Tien jaar geleden werd het plotseling hip. Overal op internet ontstonden fora, online­ontmoetingsplaatsen waar mensen onder een pseudoniem met elkaar konden discussiëren. Na een aantal fusies en scheuringen kent reformatorisch Nederland vier fora: Refoforum, Rehobothforum, het forum van RefoWeb en Gereformeerd Gezind. Of ze over tien jaar allemaal nog bestaan? Wie zal het zeggen? Duidelijk is in ieder geval dat het forum deel uitmaakt van een grotere ontwikkeling.

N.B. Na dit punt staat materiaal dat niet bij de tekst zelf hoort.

PR #20, opened 2023-07-27
feat(cb2-8088): update VRM v3 endpoint

Daniel-Searle:
## Update VRM v3 endpoint

This change is to add a new endpoint that will update VRM

Related issue: [CB2-8088](https://dvsa.atlassian.net/browse/CB2-8088)

## Type of change

## Checklist:

### DIFF
--- a/package.json
+++ b/package.json
@@ -11,7 +11,7 @@
     "test:ci": "jest --ci",
     "build": "npm run build:prod",
     "build:dev": "NODE_ENV=development webpack-cli --config webpack/webpack.development.js",
-    "watch:dev": "NODE_ENV=development webpack-cli --config webpack/webpack.development.watch.js & npm run start:dev",
+    "watch:dev": "NODE_ENV=development webpack-cli --config webpack/webpack.development.watch.js & DOCKER_HOST=unix://$HOME/.docker/run/docker.sock npm run start:dev",
     "build:prod": "webpack-cli --config webpack/webpack.production.js",
     "start:dev": "npm run dynamo:start && sam local start-api --docker-network dynamo_net",
     "invoke": "sam local invoke --docker-network dynamo_net",
--- a/package.json
+++ b/package.json
@@ -11,7 +11,7 @@
     "test:ci": "jest --ci",
     "build": "npm run build:prod",
     "build:dev": "NODE_ENV=development webpack-cli --config webpack/webpack.development.js",
-    "watch:dev": "NODE_ENV=development webpack-cli --config webpack/webpack.development.watch.js & DOCKER_HOST=unix://$HOME/.docker/run/docker.sock npm run start:dev",
+    "watch:dev": "NODE_ENV=development webpack-cli --config webpack/webpack.development.watch.js & npm run start:dev",
     "build:prod": "webpack-cli --config webpack/webpack.production.js",
     "start:dev": "npm run dynamo:start && sam local start-api --docker-network dynamo_net",
     "invoke": "sam local invoke --docker-network dynamo_net",
--- a/src/handler/updateVrm.ts
+++ b/src/handler/updateVrm.ts
@@ -1,0 +1,93 @@
+import 'dotenv/config';
+import { APIGatewayProxyEvent, APIGatewayProxyResult } from 'aws-lambda';
+import logger from '../util/logger';
+import { addHttpHeaders } from '../util/httpHeaders';
+import {
+  updateVehicle,
+  getBySystemNumberAndCreatedTimestamp, searchByAll,
+} from '../services/database';
+import { TechrecordGet } from '../models/post';
+import { formatTechRecord } from '../util/formatTechRecord';
+import { SearchResult } from '../models/search';
+import { processPatchVrmRequest } from '../processors/processVrmRequest';
+import { validateTrailerId, validateUpdateVrmRequest, validateVrm } from '../validators/update';
+
+export const handler = async (event: APIGatewayProxyEvent): Promise<APIGatewayProxyResult> => {
+  logger.info('Amend VRM Called');
+
+  // eslint-disable-next-line @typescript-eslint/no-unsafe-call,@typescript-eslint/no-unsafe-assignment
+  const isRequestInvalid: APIGatewayProxyResult | undefined = validateUpdateVrmRequest(event);
+  if (isRequestInvalid) {
+    return isRequestInvalid;
+  }
+  logger.debug('Request is Valid');
+
+  const systemNumber: string = decodeURIComponent(event.pathParameters?.systemNumber as string);
+  const createdTimestamp: string = decodeURIComponent(event.pathParameters?.createdTimestamp as string);
+  // eslint-disable-next-line @typescript-eslint/no-unsafe-member-access
+  const newIdentifier: string = JSON.parse(event.body ?? '').newIdentifier as string;
+
+  logger.info('newIdentifier');
+  logger.info(newIdentifier);
+  const currentRecord: TechrecordGet = await getBySystemNumberAndCreatedTimestamp(
+    systemNumber,
+    createdTimestamp,
+  ) as TechrecordGet;
+  let filtered: SearchResult[];
+  const techRecords: SearchResult[] = await searchByAll(newIdentifier);
+  if (currentRecord.techRecord_vehicleType === 'trl') {
+    filtered = techRecords.filter((x) => x.trailerId === newIdentifier);
+    if (filtered.length !== 0) {
+      return addHttpHeaders({
+        statusCode: 400,
+        body: JSON.stringify(`Trailer id ${newIdentifier} already exists`),
+      });
+    }
+    // eslint-disable-next-line @typescript-eslint/no-unsafe-assignment,@typescript-eslint/no-unsafe-call
+    const isVrmInvalid: APIGatewayProxyResult | undefined = validateVrm(currentRecord, newIdentifier.toUpperCase());
+    if (isVrmInvalid) {
+      return isVrmInvalid;
+    }
+  } else {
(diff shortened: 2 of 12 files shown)


gjulien-bjss (commented):
We don't expect to be able to change `trailerId`

src/validators/update.ts
```diff
@@ -50,3 +54,52 @@ export const checkVinValidity = (currentVin: string, newVin: (string | undefined
...
+    return {
+      statusCode: 400,
+      body: 'You must provide a new VRM',
+    };
+  }
+  return false;
+};
+
+// eslint-disable-next-line consistent-return
+export const validateVrm = (currentRecord: TechrecordGet, newVrm: string) => {
```
owen-corrigan-bjss, line 89: might be worth expanding this to check the length and that the VRM contains no special characters? I can't see those checks happening else where

tests/unit/handler/updateVrm.test.ts
```diff
@@ -0,0 +1,114 @@
...
+        systemNumber: 'XYZEP5JYOMM00020',
+        techRecord_vehicleType: 'car',
+        createdTimestamp: '2019-06-24T10:26:54.903Z',
+        techRecord_model: 'null',
+      }]);
+      const result = await handler(request);
+
+      // expect(mockGetBySystemNumberAndCreatedTimestamp).toHaveBeenCalledTimes(1);
+      // expect(mockProcessPatchVrmRequest).toHaveBeenCalledTimes(1);
+      // expect(mockUpdateVehicle).toHaveBeenCalledTimes(1);
```
owen-corrigan-bjss, line 71: are these still needed?

package.json
```diff
@@ -11,7 +11,7 @@
     "test:ci": "jest --ci",
     "build": "npm run build:prod",
     "build:dev": "NODE_ENV=development webpack-cli --config webpack/webpack.development.js",
-    "watch:dev": "NODE_ENV=development webpack-cli --config webpack/webpack.development.watch.js & npm run start:dev",
+    "watch:dev": "NODE_ENV=development webpack-cli --config webpack/webpack.development.watch.js & DOCKER_HOST=unix://$HOME/.docker/run/docker.sock npm run start:dev",
```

Dr. Jan van der Stoep heeft zich voor zijn lectoraat aan de Christelijke Hogeschool Ede verdiept in sociale media. „Daarbij heb ik me niet specifiek beziggehouden met fora, maar meer met Twitter en Facebook. Forum­sites bestaat al wat langer; je zou ze samen met weblogs kunnen zien als voorlopers van de sociale media.”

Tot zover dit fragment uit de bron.